BEGIN Information given

PR #4728, opened 2025-03-11
docs(Value): add help button to example

langz:
Reason for adding is that it's nice to have a help button example incorporated in the [value docs](https://eufemia.dnb.no/uilib/extensions/forms/Value/) as well.


tujoworker (approved):
Nice 👍

PR #4731, opened 2025-03-12
fix(Wizard.Step): change text to step contains error

langz:


joakbjerk (approved):
🪜

tujoworker:
The only reason why I wrote and still think "form" is more descriptive, is that it can be mysterious for someone to read "step", because its not obvious for many people, that they are on a form "step".

PR #4733, opened 2025-03-12
fix(Field.BankAccountNumber): `0000 00 00000` should be invalid

langz:


joakbjerk (approved):

packages/dnb-eufemia/src/extensions/forms/Field/BankAccountNumber/BankAccountNumber.tsx
```diff
@@ -108,6 +108,9 @@ function BankAccountNumber(props: Props) {
 }
 
 function isValidAccountNumber(digits: string) {
+  if (digits === '00000000000') {
```
tujoworker, line 111:
```suggestion
  if (parseFloat(digits) === 0) {
```

Would be better in terms of supporting other countries.

tujoworker (approved):

PR #4737, opened 2025-03-13
fix(Forms): use `max-width` instead of `width` when defining `width`

tujoworker:


tujoworker:
In certain cases, especial with Field.Composition, we get unwanted results when using max-width. While there are ways to work around this, it looks like it needs a much larger rewrite.

Screenshot 2025-03-13 at 14 11 58

PR #4745, opened 2025-03-14
feat(Forms): adjust the "widths" of `Value.*` components

tujoworker:
More [info](https://dnb-it.slack.com/archives/C07JEJVSHJR/p1741942407932319).


packages/dnb-eufemia/src/extensions/forms/ValueBlock/style/dnb-value-block.scss
```diff
@@ -1,5 +1,5 @@
 @import '../../../../style/core/utilities.scss';
-@import '../../Field/style/value-sizes.scss';
+@import '../../Value/style/value-sizes.scss';
```
langz, line 2: 🫡

langz (approved):
Wow, thanks looking very very good. 

Should we add any docs to the Value docs about how it now looks, why it takes full width, etc, and what the reasoning behind it is?

Or is that not necessary for users to know?

PR #4760, opened 2025-03-16
fix(NumberFormat): render properly when `sv-SE` locale is given

### LINKED ISSUE #4753: sv-SE translation is not working for NumberFormat component
## 🐛 Bug Report

Change components language to Svenska.
Try to visit this page, it breaks.

https://eufemia.dnb.no/uilib/components/number-format/

tujoworker:
Fixes #4753

### DIFF
--- a/packages/dnb-eufemia/src/components/number-format/NumberUtils.js
+++ b/packages/dnb-eufemia/src/components/number-format/NumberUtils.js
@@ -309,7 +309,7 @@ export const format = (
     }
 
     if (value === 'invalid') {
-      aria = locales[locale].NumberFormat.not_available || 'N/A'
+      aria = locales[locale]?.NumberFormat.not_available || 'N/A'
     }
 
     // return "locale" as well value,l, since we have to "auto" option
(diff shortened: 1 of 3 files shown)


langz (approved):

packages/dnb-eufemia/src/components/number-format/NumberUtils.js
```diff
@@ -309,7 +309,7 @@ export const format = (
     }
 
     if (value === 'invalid') {
-      aria = locales[locale].NumberFormat.not_available || 'N/A'
+      aria = locales[locale]?.NumberFormat.not_available || 'N/A'
```
langz, line 312: Looks like a decent fix 👏 
But as far as I understand this, then this translation is not in use https://github.com/dnbexperience/eufemia/blob/8d9e2624e0aeccc74f5b70860a39f1e6d2b18e15/packages/dnb-eufemia/src/shared/locales/sv-SE.ts#L96

as `locales from '../../shared/locales'` will never have the `sv-SE` translations, but only for `nb-NO` and `en-GB`, which makes the translation https://github.com/dnbexperience/eufemia/blob/8d9e2624e0aeccc74f5b70860a39f1e6d2b18e15/packages/dnb-eufemia/src/shared/locales/sv-SE.ts#L96 dead code? As it will never be used? 🤔

PR #4763, opened 2025-03-17
feat(NumberForma): use component's translation for invalid aria text

langz:


packages/dnb-eufemia/src/components/number-format/__tests__/NumberUtils.test.ts
```diff
@@ -133,6 +133,24 @@ describe('Decimals format', () => {
     })
   })
 
+  it('should render custom invalid text when given', () => {
```
langz, line 136:
```suggestion
  it('should render custom invalid ARIA text when given', () => {
```

tujoworker (approved):
Nice work 👍

PR #4764, opened 2025-03-17
feat(Table): add view transition support to inserted table rows (accordion)

tujoworker:
Closes #3590

This PR:

- adds a `style` attribute to the accordion examples, so content does not change the column width, when they are rendered.
- adds `ViewTransition` to the accordion rows, so when many new tr's are rendered, they will "kind of" animate/expand (except for the last tr). This is a side-effect of adding a "viewTransitionName: `row-${id}`" to each tr. This only works in non-Firefox browsers.
- Why `ViewTransition`? To be short; animating an tr in "height" is at the moment not possible with CSS.
- Here is an [example](https://eufemia-git-feat-table-transition-view-eufemia.vercel.app/uilib/components/table/#expand-additional-rows).

https://github.com/user-attachments/assets/f1095a01-7568-4604-91d9-914c518ae703


langz (approved):
Nice nice, I don't know too much about the topic, but I think it looks good 💯 

I've tested  the [example](https://eufemia-git-feat-table-transition-view-eufemia.vercel.app/uilib/components/table/#expand-additional-rows) in the following browsers:

Safari: No animation, and feels a bit stuttering, 

Chrome: Looks great and behaves smooth.



Safari and Chrome on my iPhone:


https://github.com/user-attachments/assets/226f3fc0-d62b-4cfc-8d22-584c47ad6c52

langz:
Thanks for the improvements. I have the example one more test on my iPhone:
https://github.com/user-attachments/assets/59c1dd91-20c2-4437-b9af-3b223b2ce1d9

tujoworker:
Yeah, let's deal with that later 😄

langz (approved):

PR #4765, opened 2025-03-17
feat(InfoCard): add `stretch` property and don't stretch by default

tujoworker:
This PR changes:

- the card to only stretch to the max content width.
- to get the old behavior, use the `stretch` property.
- a card with centered content, will get margin with auto, in order to center itself. But not when the `stretch` property was given.


langz (approved):
I just tested the preview, on both desktop and mobile, and I think it looks good🥳

PR #4766, opened 2025-03-17
feat(DatePicker): replace locale based `date-fns` formatting with `Intl`

joakbjerk:
Relies on https://github.com/dnbexperience/eufemia/pull/4882

TODO:

- [x] refactor unused and undocumented `titleFormat` and `dayOfWeekFormat`props
- [x] remove `date-fns` locales in favor of `Provider` `locale`
- [x] replace `date-fns` format used in `formatSelectedDateTitle` inside `DatePicker` with `Intl`
- [x] Replace `quickFormat` with `formatDate`
- [x] Add tests for `selectedDateTitle` `aria-title`
- [x] Make swedish translations tests work


tujoworker (approved):
Nice 😍

tujoworker:
I think we can remove the docs (own commit) about the supported locales. Just because the situation is now the same like for all other components.

PR #5260, opened 2025-06-16
feat(Field.Upload): support `children`

langz:
Builds on top of https://github.com/dnbexperience/eufemia/pull/5259


tujoworker (approved):
Twice as Nice! But it makes we wonder; do we need a visual tests for "children" usage? (just because they are time-consuming to run on the CI).

PR #5266, opened 2025-06-17
fix(Field.PhoneNumber): truncate to 8 digits when changing country code to NO

langz:


packages/dnb-eufemia/src/extensions/forms/Field/PhoneNumber/PhoneNumber.tsx
```diff
@@ -93,6 +93,11 @@ const defaultMask = [
   /\d/,
 ]
 
+const numberOfDigitsInDefaultMask = defaultMask.filter(
```
langz, line 96: I could perhaps just use the value `8`, instead of all of this code.
But it makes it a bit more dynamic, so that one potentially could change the `[defaultMask](https://github.com/dnbexperience/eufemia/pull/5266/files#diff-38c29b6761161bce42ae3132ad81661b225c7b82739dcb4b447dc12b5e37d422L82)` (not that I assume we ever will).

tujoworker (approved):

PR #5283, opened 2025-06-24
chore(DateFormat): remove logs from test

langz:


joakbjerk:
I'm probably missing misunderstanding or missing something here 😄 but it seems like the console.log is added? 🤔

PR #5300, opened 2025-06-25
fix(Field.PostalCodeAndCity): `postalCode` and `city` should override existing props

langz:


packages/dnb-eufemia/src/extensions/forms/Field/PostalCodeAndCity/PostalCodeAndCity.tsx
```diff
@@ -148,11 +147,11 @@ function PostalCodeAndCity(props: Props) {
         inputMode="numeric"
         autoComplete="postal-code"
         data-country-code={country || countryCode}
+        {...postalCode}
```
langz, line 150: This might be breaking, I've not analysed the code too much, let's see what the test says.

PR #5319, opened 2025-07-01
docs: add GitHub and Figma links to component docs

langz:


packages/dnb-design-system-portal/src/shared/tags/TabBar.tsx
```diff
@@ -109,6 +113,8 @@ export default function TabBar({
           {title}
         </AutoLinkHeader>
       )}
+      {figmaUrl && <Link href={figmaUrl}>Figma</Link>}
+      {gitHubUrl && <Link href={gitHubUrl}>GitHub</Link>}
```
langz, line 117: TODO: Use Anchor instead of Link

packages/dnb-design-system-portal/src/shared/tags/TabBar.tsx
```diff
@@ -109,6 +113,8 @@ export default function TabBar({
           {title}
         </AutoLinkHeader>
       )}
+      {figmaUrl && <Link href={figmaUrl}>Figma</Link>}
```
langz, line 116: Add margin right.

langz:
Looking great🤗

I have one thought, as we say in the "relevant urls" say docs on GitHub, I also think we should write code on GitHub. But I feel like that's a bit unnecessarily long. 

Perhaps the section could be named something else? Or just the actual links 🤔

PR #5326, opened 2025-07-15
feat(DateFormat): add support for relative time (auto updated)

joakbjerk:
👉 PR Preview: https://feat-dateformat-relative-tim.eufemia-e25.pages.dev/uilib/components/date-format/demos/

Originally it was speculated that we could use a [duration string](https://developer.mozilla.org/en-US/docs/Web/HTML/Reference/Elements/time#valid_datetime_values) value for the `datetime` attribute. But from testing it seems like VoiceOver does not pick up on, or reads the duration string at all.

I've tried setting it up like in [this example](https://www.jasha.eu/blogposts/2019/05/voiceover-safari-time-element.html), but the VoiceOver ignores the duration string, and reads the sentence as "It takes 47 meters to travel to the Hauge" in a broke norwegian accent (the system language i tested) instead of "It takes 47 minutter to travel to the Hauge" as the example claims it should.

But I feel like this is a non issue, since the [Intl.RelativeTimeFormat](https://developer.mozilla.org/en-US/docs/Web/JavaScript/Reference/Global_Objects/Intl/RelativeTimeFormat) API can take a date object and turn it into a readable sentence for screen readers anyways. So i propose dropping the duration string support for the purpose of this feature.

And which relative time units should we support? As of now I've added support for all of them 

- seconds
- minutes
- hours
- days
- weeks
- months
- years

I feel like weeks might not be needed, as 27 days ago, would be easier to read and comprehend, than 3 weeks ago 🤔

## TODO

- [x] Decide which units to support
- [x] FIx days to month calculation, to take the different month lengths into consideration.

### DIFF
--- a/packages/dnb-design-system-portal/src/core/ChangeLocale.tsx
+++ b/packages/dnb-design-system-portal/src/core/ChangeLocale.tsx
@@ -26,6 +26,12 @@ export default function ChangeLocale({ listUSLocale = null, ...props }) {
         .filter((key) => {
           return !listUSLocale && key === 'en-US' ? false : true
         })
+        .sort((a, b) => {
+          // Sort based on the order defined in languageDisplayNames
+          const aIndex = Object.keys(languageDisplayNames).indexOf(a)
+          const bIndex = Object.keys(languageDisplayNames).indexOf(b)
+          return aIndex - bIndex
+        })
         .map((key) => {
           const title = languageDisplayNames[key].label
           return <Field.Option key={key} value={key} title={title} />
--- a/packages/dnb-design-system-portal/src/docs/uilib/components/date-format/Examples.tsx
+++ b/packages/dnb-design-system-portal/src/docs/uilib/components/date-format/Examples.tsx
@@ -57,9 +57,21 @@ export const RelativeTime = () => {
   return (
     <ComponentBox>
       <P>
+        <strong>Basic relative time:</strong>
+        <br />
         Skrevet{' '}
         <DateFormat
           value={new Date(new Date().getTime() - 30 * 1000)}
+          relativeTime
+        />
+        <br />
+        <DateFormat
+          value={new Date(new Date().getTime() - 2 * 60 * 1000)}
+          relativeTime
+        />
+        <br />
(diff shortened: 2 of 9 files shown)


tujoworker (approved):

langz:
How do we know that the users of relative time (devs) want's to write "for x siden":
image

I assume it could be phrased so many different ways:
`Sist innlogging: 35 sekunder siden.`
`For 30 sekunder siden logget du inn.` In this example the F is upper-cased, component would today only return lowercase f.
`30 sekunder siden forrige innlogging.`

langz:
A sidenote, should the `DateFormat` support a time duration? Like in the example [here](https://developer.mozilla.org/en-US/docs/Web/HTML/Reference/Elements/time#try_it).
See [here](https://developer.mozilla.org/en-US/docs/Web/HTML/Reference/Elements/time#valid_datetime_values) under _Valid duration string_.

langz (approved):

langz:
Which other props should be supported when using `relativeTime`?
The following props did not work in combination with relativeTime:
- space props like `top`, `bottom`, etc.
- `dateStyle`
image

tujoworker:
> How do we know that the users of relative time (devs) want's to write "for x siden": image
> 
> I assume it could be phrased so many different ways:
> 
>     * `Sist innlogging: 35 sekunder siden.`
> 
>     * `30 sekunder siden forrige innlogging.`
> 
>     * `For 30 sekunder siden logget du inn.` In this example the `F` is upper-cased, component would today only return a lowercased `f.`

Intl.RelativeTimeFormat is designed to always provide complete, grammatically correct phrases in the target language. It doesn't allow you to get just the time value without the contextual words.

tujoworker:
> Which other props should be supported when using `relativeTime`? The following props did not work in combination with `relativeTime`:
> 
>     * space props like `top`, `bottom`, etc.
> 
>     * `dateStyle`

They should work now.

langz (approved):
Great work 📅📆

tujoworker:
Could be. But we add such features later when needed. ☺️👌

PR #5333, opened 2025-07-28
fix(StyleIsolation): change font base path

langz:


tujoworker:
No, we still move these files as before. 
The change only affects when the plugin is used. 

But the tests need to be adjusted. You can test it locally as well.

tujoworker:
Also, check if the skeleton and Sbanken fonts are hosted.

tolgaz:
We are only hosting fonts listed in https://eufemia.dnb.no/uilib/typography/#hosted-fonts-cdn in our bucket. Should we host all fonts in https://github.com/dnbexperience/eufemia/tree/main/packages/dnb-eufemia/assets/fonts ?

tujoworker:
> Should we host all fonts in https://github.com/dnbexperience/eufemia/tree/main/packages/dnb-eufemia/assets/fonts ?

Yes, that would be good 🙏

thebreiflabb:
Given the latest official browser support, would it be enough to contain this to only the woff2 formats, as long as all the different fonts are included?
https://caniuse.com/woff2

packages/dnb-eufemia/src/plugins/postcss-font-url-rewrite/__tests__/font-url-rewrite-plugin.test.ts
```diff
@@ -254,14 +254,6 @@ describe('font-url-rewrite-plugin', () => {
         new RegExp(`^${basePathRegex}dnb/DNB-Bold\\.(woff2|woff)$`)
       )
     }
-
-    // Check CDN accessibility for each URL and fail if any are not accessible
-    for (const fontUrl of urls) {
```
langz, line 259: I removed this test, as does it make sense for us to test "external" urls, that we can't control?
As of right now, it did fail when visiting: https://assets.dnb.no/shared/fonts/1.0.0/dnb/DNB-Bold.woff

tujoworker: I would like to keep these tests, as this is a way to check if the link is actually valid and working.

tujoworker: We can remove checking the `woff` file. Now the failed test should go green.

PR #5334, opened 2025-07-28
fix: skip-link styling

langz:
fixes: https://dnb-it.slack.com/archives/CMXABCHEY/p1753708180948019

I'm not entirely sure how/what the fix here should be, seems like the [following change](https://github.com/dnbexperience/eufemia/pull/5306/files#diff-ef3774a725c2e6dad3648a609dfe7ba96fad8c9d1d36e362575ff55f24a8eebc) in this [PR](https://github.com/dnbexperience/eufemia/pull/5306) makes it fail in release `v10.77.1`.

Could there be a bigger issue with the `[skip-isolation]` strategy?

To experience the issue, I made a CSB using [v10.77.1](https://codesandbox.io/p/devbox/keen-thunder-kt4f4l?workspaceId=ws_LbiDwJdEBdbwxH2AkyAyVE) and one using [v10.77.0](https://codesandbox.io/p/devbox/inspiring-hooks-24vw4t?workspaceId=ws_LbiDwJdEBdbwxH2AkyAyVE).

@tujoworker

### DIFF
--- a/packages/dnb-eufemia/src/style/core/helper-classes/skip-link.scss
+++ b/packages/dnb-eufemia/src/style/core/helper-classes/skip-link.scss
@@ -94,17 +94,17 @@
 // How to use the "skip-link"
 // 1. Have this on the top of your app: <a class="dnb-skip-link dnb-button" href="#dnb-app-content">Skip to content</a>
 // 2. Place this id="dnb-app-content" on your main content container
-[skip-isolation] .dnb-skip-link {
+.dnb-skip-link {
   position: absolute;
   z-index: 0;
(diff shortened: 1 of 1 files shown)


langz:
> Omg, we should go back to :not(#isolated) 😱 by rewriting the plugin. Will look into it asap.
> 
> Can you add a visual test? Though we had that already.

I can look into it.
It's however not failing in the portal, https://eufemia.dnb.no/uilib/usage/accessibility/focus/#skip-link

tujoworker:
Yeah, true. It does not fail because it has the plugin 😄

END Information given

• Task details: Output the lines above exactly, but only those between the line holding "possible with CSS." and the line holding "PR #4765, opened 2025-03-17", inclusive.

• Task output:
- Why `ViewTransition`? To be short; animating an tr in "height" is at the moment not possible with CSS.
- Here is an [example](https://eufemia-git-feat-table-transition-view-eufemia.vercel.app/uilib/components/table/#expand-additional-rows).

https://github.com/user-attachments/assets/f1095a01-7568-4604-91d9-914c518ae703


langz (approved):
Nice nice, I don't know too much about the topic, but I think it looks good 💯 

I've tested  the [example](https://eufemia-git-feat-table-transition-view-eufemia.vercel.app/uilib/components/table/#expand-additional-rows) in the following browsers:

Safari: No animation, and feels a bit stuttering, 

Chrome: Looks great and behaves smooth.



Safari and Chrome on my iPhone:


https://github.com/user-attachments/assets/226f3fc0-d62b-4cfc-8d22-584c47ad6c52

langz:
Thanks for the improvements. I have the example one more test on my iPhone:
https://github.com/user-attachments/assets/59c1dd91-20c2-4437-b9af-3b223b2ce1d9

tujoworker:
Yeah, let's deal with that later 😄

langz (approved):

PR #4765, opened 2025-03-17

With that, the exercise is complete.